A 90-second verification test
You don't need a formal background check to pressure-test most CVs. Here's what experienced hiring managers do in the first pass:
Check the company against the claims
Look up each employer on LinkedIn or Companies House. Does the company size match the seniority? Does the founding date match the employment dates? Does the role the candidate describes match what others in similar titles did there?Search for the specific technology or context
If the candidate claims they 'built LLM pipelines in 2018' or 'led post-GDPR compliance' in 2015, check whether that context existed. Date-based implausibilities are the easiest frauds to catch.Ask for one named contact per major claim
Not HR. The person who was actually there — a manager, a client, a peer. Ask the candidate to provide a name and a message you can send. Genuine candidates answer immediately. Candidates with something to hide go quiet or offer HR.Test the metrics
Pick the biggest number on the CV and ask the candidate to walk you through exactly how they arrived at it. Not 'tell me about this project' — 'give me the specific breakdown of how $4M became $4M.' Genuine contributors answer precisely. Metric stretchers give you the project narrative, not the number.Note what's absent
No named colleagues, no named clients, no named stakeholders anywhere on the profile — that's a pattern, not an oversight. Real work involves real people who can be named. If the CV is constructed to be entirely unverifiable, that's the tell.
The frame shift
The current model puts the burden on the hiring team: you receive unverified claims, run them through informal checks, and try to catch problems before the offer. It's slow, inconsistent, and systematically biased toward candidates with warm connections who can vouch for them informally.

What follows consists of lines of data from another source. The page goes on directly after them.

PR #2387, opened 2017-03-22
Use eventlet pool for Celery workers

cdonati:


cdonati:
@jeanleonov It's a similar concept to tornado in that it allows concurrency without threads. The process maintains its own "green threads", which are basically the same as tornado's coroutines.

The main difference is that the context switch is handled automatically whenever the patched `httplib` starts an io-bound operation. In tornado, this switch needs to be done manually with `yield`.

Though my preference is for the way tornado does it, celery has built-in support for eventlet.

cdonati:
I'm going to resubmit this as a new PR since the worker module changes have been merged.

PR #2390, opened 2017-03-23
Hermes Stats Framework

whoarethebritons:
https://ocd.appscale.com:8080/job/Daily%20Build/2995/


Hermes/hermes.py
```diff
@@ -248,18 +276,39 @@ def main():
   logging.info("Hermes is up and listening on port: {0}.".
     format(options.port))
 
-  # Periodically check with the portal for new tasks.
-  # Note: Currently, any active handlers from the tornado app will block
-  # polling until they complete.
-  PeriodicCallback(poll, hermes_constants.POLLING_INTERVAL).start()
+  master = appscale_info.get_private_ip() in \
+           appscale_info.get_load_balancer_ips()
```
cdonati: I don't remember how our discussion concluded, but I'm not sure we need multiple machines performing stats collection for the entire cluster.

Hermes/hermes.py
```diff
@@ -235,6 +259,10 @@ def main():
   app = tornado.web.Application([
     (MainHandler.PATH, MainHandler),
     (TaskHandler.PATH, TaskHandler),
+    (NodeStatsHandler.PATH, NodeStatsHandler, {'STATS': STATS,
+                                         'secret': appscale_info.get_secret()}),
```
cdonati: Reading from the filesystem for each request seems excessive.

Hermes/helper.py
```diff
@@ -262,6 +267,46 @@ def get_cluster_stats():
...
+  """ Collects stats from this node.
+
+  Returns:
+    A dictionary containing all the monitoring stats.
+  Raises:
+    AppControllerException if we cannot talk to our AppController,
+    InfrastructureManagerException if we cannot talk to the
+    InfrastructureManagerService.
+  """
+  acc = appscale_info.get_appcontroller_client(head_node=False)
```
cdonati: This client probably does not need to be re-instantiated each loop.

Hermes/hermes.py
```diff
@@ -37,8 +39,17 @@
...
 import appscale_info
 import appscale_utils
+
+sys.path.append(os.path.dirname(__file__) + '/lib')
+from custom_exceptions import InfrastructureManagerException
 # Tornado web server options.
 define("port", default=hermes_constants.HERMES_PORT, type=int)
+# Determines whether this node is a master Hermes node. A slave Hermes node
+# will only collect its node's statistics.
+define("master", default=False, type=bool)
```
cdonati: Where is this option used?

Hermes/hermes.py
```diff
@@ -100,6 +111,19 @@ def poll():
   # The poller can move forward without waiting for a response here.
   helper.urlfetch_async(request)
 
+def cache_node_stats():
+  try:
+    STATS['node'] = helper.update_node_cache()
+  except (AppControllerException, InfrastructureManagerException) as e:
```
cdonati: Pylint complains about single-letter variable names. I'm curious about the reason for this wrapper function instead of just catching the exceptions where they can be raised.

Hermes/hermes.py
```diff
@@ -100,6 +111,19 @@ def poll():
...
+    logging.error("Saw exception while trying to update node statistics cache: "
```
cdonati: logging.exception is usually cleaner and more helpful in these cases.

Hermes/hermes.py
```diff
@@ -248,18 +276,39 @@ def main():
...
-  # Periodically check with the portal for new tasks.
-  # Note: Currently, any active handlers from the tornado app will block
-  # polling until they complete.
-  PeriodicCallback(poll, hermes_constants.POLLING_INTERVAL).start()
+  master = appscale_info.get_private_ip() in \
+           appscale_info.get_load_balancer_ips()
+
+  # Cache this node's statistics immediately so that the master Hermes nodes
+  # can use it as soon as possible.
+  cache_node_stats()
```
cdonati: PeriodicCallback schedules the first run immediately, so this is not needed.

Hermes/hermes.py
```diff
@@ -100,6 +111,19 @@ def poll():
   # The poller can move forward without waiting for a response here.
   helper.urlfetch_async(request)
 
+def cache_node_stats():
```
cdonati: Please write docstrings for all new functions.

Hermes/lib/infrastructure_manager_client.py
```diff
@@ -0,0 +1,118 @@
...
+  # The message that an AppController can return if callers do not authenticate
+  # themselves correctly.
+  BAD_SECRET_MESSAGE = {'success': False, 'reason': 'bad secret'}
+
+  # The number of times we should retry SOAP calls in case of failures.
+  DEFAULT_NUM_RETRIES = 5
+
+
+  def __init__(self, host, secret):
+    """Creates a new AppControllerClient.
```
cdonati: Please replace all references to AppController in this module.

AppController/djinn.rb
```diff
@@ -1273,26 +1276,21 @@ def get_cluster_stats_json(secret)
...
-          rescue FailedNodeException
-            Djinn.log_warn("Failed to get status update from node at #{ip}, so " +
-              "not adding it to our cached info.")
-            next
-          end
-        end
-        new_stats << node_stats
+      ip = get_shadow.private_ip
+      uri = URI("http://#{ip}:#{HermesService.getport()}/cluster_stats")
+      string_stats = (Net::HTTP.post_form(uri, 'secret' => @@secret))
```
whoarethebritons: @cdonati I had been using a get but then it complained that the response body should be empty (if I remember correctly). I would be happy to change back to get because I felt like that was the correct thing to use as well.

Hermes/handlers.py
```diff
@@ -143,3 +146,43 @@ def post(self):
...
+class NodeStatsHandler(RequestHandler):
+  """ Main handler class. """
+
+  # The path for this handler.
+  PATH = "/node_stats"
+
+  def initialize(self, STATS, secret):
+    self.STATS = STATS
+    self.secret = secret
+    self.BAD_SECRET_MESSAGE = {'success': False, 'reason': 'bad secret'}
```
whoarethebritons: @cdonati the message part I'll change, but the STATS attribute is so that it can use the same STATS variable that's being used in hermes, that was the way I could use the variable across files supposedly.

Hermes/hermes.py
whoarethebritons: @cdonati if I caught them in the helper I couldn't log anything about them, or that was the experience I had with it.

PR #2707, opened 2018-04-05
Do not reuse SourceManager future if it failed

cdonati:
Previously, a failure to fetch the source would prevent the archive from ever being fetched since the the manager would just yield the failed future on subsequent requests.


cdonati:
https://ocd.appscale.com:8080/job/Daily%20Build/4890/

PR #2708, opened 2018-04-06
Add logservice API to external API server

cdonati:
The request log writer runs on a separate thread so that it can keep a socket open to the log server and continue to write logs as long as there are items in the queue.

Using the external API server for the logservice API adds a bit of latency to each request since the dispatcher needs to send an HTTP request every time it starts and stops an application request. This is a temporary design decision because the dispatcher and API server will eventually be re-merged.


APIServer/appscale/api_server/log/writer.py
```diff
@@ -0,0 +1,107 @@
...
+            except Empty:
+                if self._worker_socket is not None:
+                    self._worker_socket.close()
+                    self._worker_socket = None
+                continue
+
+            message = request_log.to_capnp().to_bytes()
+            self._send_message(message)
+
+    @retry(retry_on_exception=socket.error, backoff_threshold=60, max_retries=None)
```
jeanleonov: By default, `@retry` decorator is configured to run up to 10 retries in at most 60 seconds. To remove timeout limit you need to set `retrying_timeout=None`.

Do you think it's bad idea to have two retrying constraints by default?

APIServer/tests/unit/test_log_messages.py
```diff
@@ -0,0 +1,232 @@
...
+                                              RequestLog)
+from appscale.api_server.log import log_service_pb2
+import unittest
+import time
+import base64
+
+LOG_LEVEL_INFO = 1
+LOG_LEVEL_WARNING = 2
+
+MESSAGE_1 = 'show me what you got'
```
jeanleonov: =)

AppServer/google/appengine/tools/devappserver2/module.py
```diff
@@ -32,6 +33,7 @@
 import threading
 import time
 import urllib
+import urllib2
```
jeanleonov: As far as I know urllib2 doesn't manage connections pool, so it opens creates new connection for every request. Shouldn't we try using `requests` or other lib which manager connection pool?

APIServer/appscale/api_server/log/messages.py
```diff
@@ -0,0 +1,292 @@
+""" LogService message containers. """
+
+from __future__ import division
+
+import base64
+import time
+from collections import deque
+
+import capnp
```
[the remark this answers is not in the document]
cdonati: This is the same thing we were doing before. I just tried to make our custom implementation more explicit. Here's our existing taskqueue stub: https://github.com/AppScale/appscale/blob/master/AppServer/google/appengine/api/logservice/logservice_stub.py#L21. I would like to remove capnp eventually.

APIServer/appscale/api_server/app_identity/service.py
```diff
@@ -19,26 +28,26 @@
 logger = logging.getLogger('appscale-api-server')
 
 
-class UnknownError(Exception):
+class UnknownError(ApplicationError):
     """ Indicates that the request cannot be completed at this time. """
-    pass
+    def __init__(self, message):
```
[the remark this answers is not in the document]
cdonati: Yes. Good idea.

APIServer/appscale/api_server/log/messages.py
```diff
@@ -0,0 +1,292 @@
...
+                '{status} {size} "{ua}"').format(
+            ip=self.ip, nickname=self.nickname, date=date, method=self.method,
+            resource=self.resource, ver=self.http_version, status=self.status,
+            size=self.response_size, ua=self.user_agent)
+
+    @staticmethod
+    def from_capnp(log):
+        """ Creates a RequestLog from a capnp RequestLog. """
+        service_id = 'default'
+        if ':' in log.versionId:
```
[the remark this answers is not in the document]
cdonati: When starting the request, the SDK uses the version string, which does not have the service ID defined if "default": https://github.com/AppScale/appscale/blob/dbf42d8b3208d995d67d0f8529a6f34a169661cb/AppServer/google/appengine/tools/devappserver2/application_configuration.py#L136

APIServer/appscale/api_server/app_identity/service.py
```diff
@@ -147,15 +156,17 @@ def sign(self, blob):
...
         """ Makes the appropriate API call for a given request.
 
         Args:
             method: A string specifying the API method.
             encoded_request: A binary type containing the request details.
+            request_id: A string specifying the request ID.
         Returns:
             A binary type containing the response details.
         """
+        del request_id
```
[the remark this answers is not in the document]
cdonati: It's not strictly required, but it deals with unused variable warnings. I took the advice from https://stackoverflow.com/a/14836005.

AppServer/google/appengine/tools/devappserver2/module.py
cdonati: That's a good point. We are making a lot of requests to the same socket.

APIServer/appscale/api_server/log/writer.py
cdonati: I don't think it's bad to have two constraints. However, it might make sense to have the default be infinite. https://pypi.org/project/backoff seems to be the most popular library that's similar to this, and it seems like it is infinite by default.

cdonati:
https://ocd.appscale.com:8080/job/Daily%20Build/5028/

APIServer/appscale/api_server/log/messages.py
```diff
@@ -0,0 +1,292 @@
...
+        for capnp_field in ['requestId', 'appId', 'ip', 'nickname', 'userAgent',
+                            'host', 'method', 'resource', 'httpVersion', 'status',
+                            'responseSize', 'offset', 'startTime', 'endTime']:
+            field = self.CAPNP_FIELDS.get(capnp_field, capnp_field)
+            value = getattr(self, field)
+            if value is not None:
+                setattr(request_log, capnp_field, value)
+
+        request_log.versionId = ':'.join([self.service_id, self.version_id])
+        app_logs = request_log.init('appLogs', len(self.app_logs))
```
whoarethebritons: Is this app_logs variable ever appended to again? Because capnp lists initialized this way cannot be resized.

APIServer/appscale/api_server/log/writer.py
```diff
@@ -0,0 +1,108 @@
...
+
+    def _process_logs(self):
+        """ Fetches logs from the queue and sends them to the log server. """
+        while True:
+            timeout = None
+            if self._worker_socket is not None:
+                timeout = self.IDLE_SOCKET_TIMEOUT
+
+            try:
+                request_log = self._queue.get(timeout=timeout)
```
whoarethebritons: Does this end up with the EOF error when the appserver is shutting down?

APIServer/tests/unit/test_log_messages.py
whoarethebritons: 🎉

APIServer/appscale/api_server/log/messages.py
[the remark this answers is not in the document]
whoarethebritons: I think that capnp might be useful and that the main annoying thing about the logservice is not capnp but actually twistd.

APIServer/appscale/api_server/log/messages.py
cdonati: No. All of the capnp serialization happens only when the message is sent.

APIServer/appscale/api_server/log/writer.py
cdonati: Since the server running this is external to AppServer instances, it won't be affected by them shutting down.

For this thread worker, there will only be a message in the queue if the AppServer sends the final "end request" http call.

APIServer/appscale/api_server/log/messages.py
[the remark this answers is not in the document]
cdonati: It might be useful if it were saving us any CPU when dealing with serializing and deserializing messages. At this time, the runtime serializes to protobuf, the API server deserializes protobuf and reserializes to capnp. Coming back out, it needs to deserialize from capnp and reserialize to protobuf. Since the runtime sends serialized protobuf, it would actually save us quite a bit of CPU to just keep that way.

On the Python side, it's an additional dependency that takes quite a long time to install. It also leaves us with extra message definitions and conversion code.

cdonati:
I will wait to demo this one. Performance can be an issue. My plan is to allow the appmanager to start multiple API servers if it's running more than one runtime instance. Once that is merged, I will demo this branch.

jeanleonov:
Just as a side comment, if it appears that tornado consumes noticeable amount of CPU or introduces unnecessary delays (when it manages coroutines concurrency) isn't API Server a good candidate to try Async IO?
I was already mentioning in comments that it has better functionality to work with sockets and performance benchmark shows that even 2 years ago aiohttp was faster than tornado (https://klen.github.io/py-frameworks-bench/). I couldn't find newer benchmarks=(

cdonati:
I'm closing this for now. I think the external API server performance should scale with the number of CPUs available on the machine it's running on.

PR #2711, opened 2018-04-09
Use HTTP API to stop Monit services

cdonati:
Monit 5.18 changed its default output to a table, so it's no longer reasonable to loop through lines in the output of `monit summary`.

As a bonus, this branch also cuts the stop time in half by stopping ZooKeeper last.

### DIFF
--- a/AdminServer/appscale/admin/stop_services.py
+++ b/AdminServer/appscale/admin/stop_services.py
@@ -12,24 +12,27 @@ def main():
   hostname = socket.gethostname()
 
   print('Waiting for monit to stop services')
+  stopped_count = 0
   while True:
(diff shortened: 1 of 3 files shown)


jeanleonov:
On the other hand, it is always nice to see how djinn is getting smaller and smaller=)

cdonati:
@obino Probably not. It was just easier to implement in Python since we already have the library for dealing with the Monit API.

cdonati:
https://ocd.appscale.com:8080/job/Daily%20Build/5112/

The better frame: stop treating CV verification as something you do after the application arrives. Start filtering for claims that come pre-verified.
When a candidate's profile already has named, independent confirmation attached to each major claim — not LinkedIn endorsements, but specific people confirming specific work — you don't have to detect fraud. The fraud can't survive the submission process. The candidate either has people willing to confirm their claims, or they don't apply.
That's the argument for requiring verified profiles at the top of funnel, not as a late-stage background check. It doesn't slow down good candidates. It makes bad ones self-select out before you've spent a single minute on them. We wrote more about what this looks like structurally in our piece on verifiable CVs — the short version is that the candidate does the verification work upfront, so you're comparing confirmed records rather than competing narratives.
The seven patterns above will still exist. But they won't reach your desk.